Much of my graphic recording work happens live, on the spot, with my listening and drawing keeping a steady pace with the room's conversation. And when the day is done, my maps are (barring the need to add some color or catch a mis-spelling!) done too. But every great now and again, an opportunity arises for me to work at a deeper level, engaging in what can only be described as contemplative listening. Last week was just such an occasion.

For the second year in a row, I was invited to participate as scribe for a residential immersion offered by Rigpa's Spiritual Care Programme called Accompanying the Dying - a training for End of Life practitioners hosted by Quality of Life Care. Death doulas, hospice workers and volunteers, doctors, body workers and healers of all kinds, all gathered to hone their skills in attending to the spiritual needs of the dying.

This material is deep, cutting right to the core of what it means to be a human, to live and die, and to cultivate compassion in how we do both of these things. Because the content and processes are so deeply personal, and the setting so intimate, rather than hover near the edges, lifting out threads and recording throughout, I participated wholly as a member of the circle. Listening, sketching in my notebook, adding my own voice to the room, walking the path with them. And then, in the breaks, in the evenings, in the wee hours, I drew - synthesizing the day's content down to its pith. Drawing the themes together, sifting them in my mind while we sat until one coherent image would emerge that could contain the whole.

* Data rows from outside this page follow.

PR #1262, opened 2025-09-05
update security prompts

rogthefrog:
* Upload new security prompt set file to modellab
* Update security prompt set file name and prompt set type
* Run a test benchmark locally to make sure everything works

### DIFF
--- a/src/modelgauge/prompt_sets.py
+++ b/src/modelgauge/prompt_sets.py
@@ -35,10 +35,15 @@ GENERAL_PROMPT_SETS = {
         "zh_cn": "airr_official_1.0_demo_zh_cn_prompt_set_release",
     },
 }
-# as of 20250905, we only have one prompt set for practice and official security benchmarks
+# As of 20250905, we only have one prompt set for practice and official security benchmarks
+# For consistency with other prompt sets, are two files with different file names
+# (one official, one practice) but their contents are the same, until we get new prompts.
 SECURITY_PROMPT_SETS = {
     "official": {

This is not my typical way of working. It is not necessarily a sustainable way of working - after all, being 'on' all day and drawing all night doesn't leave much time for self-care, exercise, or sleep. But it is, perhaps, one of my favorite ways of working. And the kind of listening and distilling that I do here feeds the work I do elsewhere. It hones my ears. It sharpens my eyes. It opens my heart.

As participants learned and experienced firsthand in the retreat, much of the healing that we can bring to another being is accomplished simply by our being able, and available, to listen well. To listen fully. Listening, as the saying goes, is more than just waiting for your turn to speak. And as a scribe, it is also more than just waiting for my turn to get up and draw. In this environment, I wait for the concepts to become experiences, the theoretical to become a true feeling. The disparate threads to begin to weave themselves together in my mind. For what was said in the morning and what was said in the afternoon to sing together, in harmony, until one sentence, one line, can represent them both.

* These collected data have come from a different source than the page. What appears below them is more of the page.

PR #1609, opened 2026-08-11
Add actions permissions

dhosterman:
It looks like Github made some changes and now we have to be more specific about what the generated Actions token can do.

It looks like some extra white spaces/tabs were removed as well.


bkorycki (approved):
lgtm!

PR #1615, opened 2026-08-21
Security practice prompt set

rogthefrog:
I created the airr_official_security_attack_1.0.1_heldback_en_us_prompt_set_release_one_per_hazard file in

https://ailuminate.mlcommons.org/files/

using 1 sample per hazard from the original prompt set.

https://github.com/mlcommons/sugar/issues/635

How else could I attempt to capture an entire day's (or more!) worth of content and process in a single 8' map? I could not. Last year, I created more maps at this training. Three 8' charts, and two smaller pieces. I didn't sleep. And by the end, I couldn't even see the paper to notice what was, or wasn't there. This year, with the priority of quality over quantity, and the lesson learned to feed my own needs in order to fuel the maps' creation, I didn't rush. I practiced patience. And I captured the main threads of the entire 4-plus days into just three maps. But when the participants saw them evolving each day, they said, repeatedly, it's all there. It's all there.